Bottom line is that Uber found a way to weed out these particular drivers listed in the 2 groups above by limiting their Instant Pay functionality.
*
It is my personal opinion and belief that there is absolutely nothing wrong with Ubers' Instant Payout System whatsoever. It is primarily being used as a manipulation tool to "turn off" a certain group of drivers. Some may consider these business practices as highly unethical. *

If your Instant Pay is no longer working, you most likely fall into one of the 2 groups above and will be seeing the following screens:

*1. Using your Uber App to cash out, will prompt:*










*2. Using Partners.Uber will prompt:*


----------



## Mars Troll Number 4 (Oct 30, 2015)

Or Uber is having cash flow problems and needs to push the payments out a couple of days...


----------



## RedANT (Aug 9, 2016)

whitegate said:


> chances are you are not going to go the extra mile and bring your vehicle in tip top shape while ensuring that there is an extra water bottle, extra car charger, tissues and candy etc. You are simply much less likely to provide 5-star customer service since your main motivation is to make that $50 and go back home.


Sorry, but you're deluded if you think that kissing ass and giving away water and candy and other shit is an indicator of "5 star service." I'm a driver contracted to safely transport individuals from point A to point B. My car is clean. My driving is safe. I get you to your destination quickly and without drama. That, my friend, is 5 Star Service.
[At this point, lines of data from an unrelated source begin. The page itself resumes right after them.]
PR #446, opened 2025-11-18
feat: split-on as a subcommand

renaudjester:
fix [CMT-116](https://cms-change.atlassian.net/browse/CMT-116) after redefining the needs

It has many changes, as this new subcommand asked for some refactoring: 

Main features: 

- `split-on` as a subcommand: can be used like this 
```copernicusmarine subset [SUBSET-OPTIONS] split-on [SPLIT-ON-OPTIONS]```
- `subset_split_on` as a Python function, that accepts all the arguments of `subset` in the `kwargs`
- `open_dataset` and `read_dataframe` should now work with `staging`
- `split-on` only uses the metadata to create the different keys and then starts a subset for each split (without the metadata parsing step)
- specific page for the split-on in the doc

Refactor:

- Merged `split-on` tests to follow another recent refactor of the tests (not distinguishing command line and python interface, but more by command_
- Now, all `subset` commands and Python functions create a `SubsetRequest`, which allows for centralising some checks and some modifications of the parameters (like the login)
- Hence, all `subset` core functions take as input this `SubsetRequest` object. 
- Deleted the `load_utils` files and the `LoadRequest` object to standardise inputs 
- Added an `open_dataset_function` and `read_dataframe_function` for clarity and grouped different logics to avoid code repetition and centralise changes. 

### Pull Request Checklist

- [x] Requested code reviews
- [x] Updated the changelog

[CMT-116]: https://cms-change.atlassian.net/browse/CMT-116?atlOrigin=eyJpIjoiNWRkNTljNzYxNjVmNDY3MDlhMDU5Y2ZhYzA5YTRkZjUiLCJwIjoiZ2l0aHViLWNvbS1KU1cifQ

----
📚 Documentation preview 📚: https://copernicusmarine--446.org.readthedocs.build/en/446/

### DIFF
--- a/doc/changelog/v230.rst
+++ b/doc/changelog/v230.rst
@@ -29,7 +29,7 @@ New Features
 * Inverting the order of the arguments for minimum and maximum values in ``subset`` will now raise an error. Except for the longitude, it raises a warning (see item below). This helps users avoid mistakes and ensures more consistent behavior.
 * Requests across the antemeridian line (180° longitude) can now be made by specifying a minimum value greater than the maximum value (except for sparse datasets). The Toolbox will automatically shift the window to the left or right of the antemeridian line, depending on the requested area. See the :ref:`Subset documentation <about-longitude-range>` for details.
 * Subset results now preserve more attributes, as the Toolbox passes through attributes from the server data. Previously, only a whitelisted set of attributes was included.
-* Added a new command ``split-on`` to the `subset` command to split the output files based on time or variables when subsetting. See :ref:`subset usage page <subset-split-on>` for more details.
+* Added a new subcommand ``split-on`` to the ``subset`` command to split the output files based on time or variables when subsetting. See :ref:`subset usage page <subset-split-on>` for more details.
 * The Toolbox now creates a temporary file when subsetting data to avoid keeping incomplete files if an error occurs during the subsetting process.
 
 Fixes
--- a/doc/usage/subset-split-on-usage.rst
+++ b/doc/usage/subset-split-on-usage.rst
@@ -62,7 +62,6 @@ The Toolbox uses Python's ``concurrent.futures.ProcessPoolExecutor`` to manage p
 
   response = copernicusmarine.subset_split_on(
       dataset_id="cmems_mod_glo_phy-all_my_0.25deg_P1D-m",
-      dataset_id=dataset_id,
       start_datetime="2021-01-01",
       end_datetime="2025-01-03",
       on_time="year",
--- a/tests/test_subset_split_on.py
+++ b/tests/test_subset_split_on.py
@@ -30,7 +30,6 @@ class TestSubsetSplitOn:
             output_directory=tmp_path,
             disable_progress_bar=True,
         )
-        assert isinstance(res, list)
         assert len(res) == 2
         ds_2022_path = res[0].file_path
         assert os.path.exists(ds_2022_path)
@@ -103,7 +102,6 @@ class TestSubsetSplitOn:
             output_directory=tmp_path,
             dry_run=True,
         )
-        assert isinstance(res, list)
         assert len(res) == 4
         filenames = [f.filename for f in res]
         for period in [
@@ -129,7 +127,6 @@ class TestSubsetSplitOn:
             on_variables=True,
             output_directory=tmp_path,
         )
-        assert isinstance(res, list)
         assert len(res) == 3
         assert os.path.exists(
             os.path.join(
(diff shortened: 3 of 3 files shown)

### CODE REVIEW

File: copernicusmarine/command_line_interface/command_subset_split_on.py [hunk 1]
```diff
@@ -0,0 +1,113 @@
...
+)
+@click.pass_context
+@log_exception_and_exit
+def split_on(
+    ctx,
+    on_variables: bool,
+    on_time: Optional[SplitOnTimeOption],
+    concurrent_processes: Optional[int],
+):
+    """Function description"""
```
uriii3: not needed I guess

copernicusmarine/command_line_interface/command_subset_split_on.py
```diff
@@ -0,0 +1,113 @@
...
+@click.option(
+    "--concurrent-processes",
+    type=click.IntRange(1, None),
+    default=None,
+    help=SUBSET_SPLIT_ON["CONCURRENT_PROCESSES_HELP"],
+)
+@click.pass_context
+@log_exception_and_exit
+def split_on(
+    ctx,
```
uriii3: maybe write the whole word `context` as guidance? I dunno

copernicusmarine/core_functions/request_structure.py
```diff
@@ -68,40 +76,58 @@ class SubsetRequest(BaseModel):
...
+    chunk_size_limit: int = -1
 
-    def update(self, new_dict: dict):
+    def update(self, new_dict: dict) -> "SubsetRequest":
         filtered_dict = {
-            key: value for key, value in new_dict.items() if value is not None
+            key: value
+            for key, value in new_dict.items()
+            if value is not None
+            and not (isinstance(value, (list, tuple, str)) and not value)
```
uriii3: what does it imply the last `and not value`? that if it is True, it will not update anything? it looks like this `if` is filtering a lot of the options we would want to update, no? I don't understand.

copernicusmarine/core_functions/subset.py
```diff
@@ -167,87 +74,72 @@ def subset_function(
...
+        )
+        if subset_request.coordinates_selection_method not in [
+            "inside",
+            "strict-inside",
+        ]:
+            logger.warning(
+                f"coordinates-selection-method "
+                f"{subset_request.coordinates_selection_method} "
+                "is not supported for sparse data. "
+                "Using 'inside' by default."
```
uriii3: we don't need to change the value, it will be correctly understood inside the parse download function, right? just throw a warning and that is good enough.

copernicusmarine/python_interface/subset_split_on.py
```diff
@@ -0,0 +1,86 @@
...
+@log_exception_and_exit
+def subset_split_on(
+    on_variables: bool = False,
+    on_time: Optional[SplitOnTimeOption] = None,
+    concurrent_processes: Optional[int] = None,
+    **kwargs,
+) -> list[ResponseSubset]:
+    """
+    Extract a subset of data from a specified dataset using given parameters
+    and split the output files based on variable names, time intervals or both.
```
uriii3: I don't know how to write (or if we need to) the fact that you need at least one of them. I think the error is quite explanatory, so maybe it is enough to just leave it as it is right now.

copernicusmarine/core_functions/request_structure.py
uriii3: Wow, okey, a big complication to be able to include values=0, but it makes much more sense now. It is not easy to grab the logic though, or at least not for me hahaha.

copernicusmarine/python_interface/open_dataset.py
```diff
@@ -127,75 +118,47 @@ def open_dataset(
     xarray.Dataset
         The loaded xarray dataset.
     """  # noqa
-    start_datetime = homogenize_datetime(start_datetime)
-    end_datetime = homogenize_datetime(end_datetime)
+    if variables is not None:
+        _check_type(variables, list, "variables")
```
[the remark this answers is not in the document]
uriii3: aaaah, okey... so we want to hint the users about the correct way of passing the variables, right? pretty nice idea! I saw that we were already using it but with everything else in between I didn't even notice!

I think this makes it even more clear what the tidiness of the code you wrote does! Amazing to see it!

uriii3 (approved):
For me, correct and add the tests we spoke about and it is approved! the general idea and structure seems fine for me and I like the rework on all the parts you touched. If there is any specific thing that needs to be improved I think we can manage with the beta version and using the toolbox ourselves before the official release.

Again, congrats on the rework, it is amazing to see how you managed everything! 🚀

FWIW, I use instant pay at the end of every day. Daily earnings are deposited into my business checking account, the gas tank is topped off using the associated debit card, then remaining funds are transferred to my business savings. It's not about emergency cash, it's about documenting daily gross earnings, subtracting daily operating expenses, (gas) then documenting/depositing net earnings. (car payments and insurance are automatically debited from that savings) For me, it's all about documentation.


----------



## IthurstwhenIP (Jan 12, 2018)

Good catch. Makes me wonder if the All You Can Eat Chinese buffet messed with my toilet to discourage my patronage?


----------



## ElDuderino (Sep 29, 2016)

My instant pay was taken away as well. I have a 4.93 rating and over 400 5-star trips. Now, instead of getting paid on Mondays before instant pay, I get it sporadically throughout the next week. Not sure what I did wrong to deserve this. I rely on this money greatly.


----------



## TimmyZ1 (Jan 16, 2018)

FWIW I signed up for UBER a month ago. Ubered for the 1st time last Thursday and the little money I made I was able to use Instant pay to pull out immediately.


----------



## SOLA-RAH (Dec 31, 2014)

A hundred years ago, everyone got paid daily. Employers quickly realized that if you pay an Irishman daily, he'll drink it all away that night and likely not show up to work the next morning. Pay him once a week on Fridays and he's got a decent shot at sleeping off the hangover by Monday morning. I wish I was making this up, lol.


----------



## Trump Economics (Jul 29, 2015)

This just happened to me. They marked the account as “potential fraudulent activity,” but gave no further cause. They did say that someone could be messing with my account, but everything appears to be normal on my end. I would guess it has to with my high number of cancellations, which then get awarded cancellation fees. Sometimes, I just don’t feel like taking the ride after all. Called Uber Support, who transferred the issue to the correct department (after incorrectly marking the issue as resolved/closing the ticket), but that department doesn’t have phones, and nothing ever seems to get done. Surprise, surprise. 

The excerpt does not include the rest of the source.